(DATA FOR ANALYSIS)
PR #308, opened 2026-08-17
feat(capabilities): issue upstream-derived credential leases

lalalune:
Refs #150. Implements the upstream lease-mode code portion; the tracker remains open for live Railway, GitHub App, and zero-raw-credential acceptance evidence.

## Summary

Replaces the misleading GitHub `token` mode with real GitHub App installation-token leases and a fail-closed delivery lifecycle:

- binds issuance to tenant, workspace, authenticated agent, live grant/capability, issuer configuration digest, repository scope, and permission subset
- validates exact GitHub identifier, permission, UTF-8 token-byte, and one-hour lifetime contracts with bounded no-redirect transport
- durably claims idempotency before provider I/O; concurrent or replayed requests cannot mint or re-deliver credentials
- encrypts the exact provider token with tenant+lease AAD before any contract rejection, enabling exact cleanup and recovery even for malformed successful responses
- delivers once as `delivery_pending`; the holder must prove possession through ACK before activation
- autonomously revokes abandoned, interrupted, expired, or authority-invalid leases through globally deadline-ordered bounded recovery
- commits authority tombstones before exact-token teardown; per-lease failures do not strand siblings
- preserves truthful `needs_attention` state and the sealed recovery handle after ambiguous provider outcomes
- atomically couples terminal/private lifecycle events with tenant-bound core append-only audit evidence
- prevents provider tokens from outliving grants, and fails issuance closed in Workers or server configurations unable to honor the recovery deadline
- exposes bounded issue, ACK, and revoke contracts through the agent SDK

Migration `0093_upstream_credential_leases` follows merged budget migration 0092 contiguously.

## Validation

Exact head: `f8b60c99ccae179dee9b6d3fdedb678d30a89aac`
Exact base: `47e4856de2886ffa53946e224916e8dd6e455990`

- frozen install: unchanged
- forced dependency-aware API/plugin build: 21/21 tasks, zero cache hits
- exact full upstream lease suite: 38/38 tests, 228 assertions
- exact manifest routing, GitHub issuer, scheduler, Worker, and migration suites: 23/23 tests, 55 assertions
- SDK base transport + agent client from the patch-identical predecessor: 33/33 tests, 86 assertions
- Biome and `git diff --check`: clean
- range-diff preserves all 28 feature/hardening commits; the rebased tree is byte-identical to the locally validated candidate
- migration chain applies 0091, 0092, then 0093 in PGLite
[...]

PR #361, opened 2026-08-18
fix(capabilities): broker GitHub until native token mint

lalalune:
## Summary

Post-merge audit follow-up for #319.

- classify GitHub capability issuance as broker mode until Steward implements a real GitHub App installation-token exchange
- never return an internal Steward session JWT as though it were a provider-native GitHub credential
- update provider-mode documentation and route/core regression coverage

## Security rationale

GitHub App installation tokens can be scoped and short-lived, but the current issuance callback uses `signAgentToken`, producing a Steward HS256 JWT that GitHub cannot consume. Broker mode is the fail-closed honest behavior until a provider-native minter exists.

## Validation

- `bunx turbo run build --filter=@stwd/plugin-capabilities` (9/9)
- focused provider-mode, issuance, manifest-route, and rate-limit tests
- Biome and `git diff --check` clean

Follow-up to #319.


lalalune:
Closing as superseded by #308, which has now merged the production GitHub-native installation-token lease flow, including bounded issuance, delivery acknowledgement/revocation, recovery, evidence integrity, and exact tenant/agent/workspace/grant revalidation. This broker-only stopgap is no longer the implementation path and should not be merged alongside the landed lease architecture.

PR #365, opened 2026-08-18
fix(ci): pin PR metadata diff to event SHAs

lalalune:
## Summary

- retain merge-base only for changed-file attribution
- read package versions from the immutable pull_request event base SHA and head SHA
- accept package.json metadata only when the head version is a strict SemVer increase
- reject unchanged versions, downgrades, malformed versions, and numeric prerelease identifiers with leading zeroes

Exact base: 3ca87c1cef516b93051304e07070988c91a4d1aa
Exact head: 75bc7813e9ae915fc14059d4b3a2abf3487fd2a6

## Validation

- metadata checker: 5 passed, 0 failed, 15 assertions
- actionlint: passed

The PR remains draft pending exact-head CI.

### DIFF
--- a/.github/workflows/pr.yml
+++ b/.github/workflows/pr.yml
@@ -65,21 +65,13 @@ jobs:
           # Compare the immutable commits captured by the pull_request event.
           # The base branch can advance while this job runs; diffing its live
           # remote tip would then attribute unrelated merged changes to the PR.
-          git fetch --no-tags origin "${BASE_SHA}" "${HEAD_SHA}"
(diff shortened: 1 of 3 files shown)


lalalune:
Adversarial follow-up at exact `4293f3e5`: the event-SHA diff now uses the two commits already present in the full pull-request checkout and verifies both with `git cat-file`. It no longer asks the base repository to fetch a fork-only head SHA. `actionlint`, an exact event-style three-dot diff reproduction, and `git diff --check` pass. Fresh exact-head CI is authoritative.

PR #367, opened 2026-08-18
test(security): align fixtures with fail-closed contracts

lalalune:
## Summary
- configure an explicit JWKS URL in mocked agent-token suites now that the implicit development trust anchor fails closed
- give the PGlite-backed token expiry suite enough setup time
- assert the sanitized recovery conflict response instead of the raw vault exception

## Validation
- EVM swap prepare: 14/14 passing
- agent token expiry monitoring: 5/5 passing
- user wallet recovery setup: 17/17 passing
- `bunx turbo run build --filter=@stwd/api...`

### DIFF
--- a/packages/api/src/__tests__/user-wallet-recovery-setup.test.ts
+++ b/packages/api/src/__tests__/user-wallet-recovery-setup.test.ts
@@ -898,6 +898,7 @@ describe("user wallet recovery setup", () => {
     expect(response.headers.get("Cache-Control")).toContain("no-store");
     const text = await response.text();
     expect(text).not.toContain(mnemonic);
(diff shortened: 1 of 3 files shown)


lalalune:
Superseded by #368, which carries the same security-fixture corrections plus environment restoration and exact isolated verification.

lalalune:
Closed as a duplicate of #368 after exact patch comparison. #368 retains the required explicit default-JWKS opt-in for suites that deliberately mock the built-in development JWKS, restores the caller's environment after each suite, and now incorporates this PR's stronger exact sanitized JSON assertion and 30-second agent-suite timeout. No production behavior differs.

PR #377, opened 2026-08-18
fix(test): isolate approval principal RPC seams

lalalune:
## Summary
- stub the native-recipient code lookup used by the approval-principal route test
- stub transaction signing because this suite verifies attribution and separation of duties, not signer implementation
- remove dependence on public Base RPC availability from the Postgres integration matrix

## Verification
- local PostgreSQL 16, exact focused test: 3 passed, 0 failed
- 21-package API dependency build: passed
- Biome and git diff checks: passed

Fixes the sole failure in develop CI run 32091754732 at exact SHA 47e4856de2886ffa53946e224916e8dd6e455990.

### DIFF
--- a/packages/api/src/__tests__/approval-principals.test.ts
+++ b/packages/api/src/__tests__/approval-principals.test.ts
@@ -1,4 +1,4 @@
-import { afterAll, beforeAll, describe, expect, it } from "bun:test";
+import { afterAll, beforeAll, describe, expect, it, spyOn } from "bun:test";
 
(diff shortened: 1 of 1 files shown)


lalalune:
Closing as superseded by #378, which already landed the approval-principal isolation fix on develop in 6168e740. #378 stubs the same EOA RPC seam but correctly intercepts GovernedVault.signTransactionAuthorized (the actual approval path) and asserts exactly one authorized signing call; this PR instead stubs Vault.signTransaction and provides no additional behavior or coverage.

(ASSIGNMENT) Give back the lines of the listing from the one with "- Biome and git diff checks: passed" through the end, both included, exactly as written and with nothing added.

(EXERCISE OUTPUT)
- Biome and git diff checks: passed

Fixes the sole failure in develop CI run 32091754732 at exact SHA 47e4856de2886ffa53946e224916e8dd6e455990.

### DIFF
--- a/packages/api/src/__tests__/approval-principals.test.ts
+++ b/packages/api/src/__tests__/approval-principals.test.ts
@@ -1,4 +1,4 @@
-import { afterAll, beforeAll, describe, expect, it } from "bun:test";
+import { afterAll, beforeAll, describe, expect, it, spyOn } from "bun:test";
 
(diff shortened: 1 of 1 files shown)


lalalune:
Closing as superseded by #378, which already landed the approval-principal isolation fix on develop in 6168e740. #378 stubs the same EOA RPC seam but correctly intercepts GovernedVault.signTransactionAuthorized (the actual approval path) and asserts exactly one authorized signing call; this PR instead stubs Vault.signTransaction and provides no additional behavior or coverage.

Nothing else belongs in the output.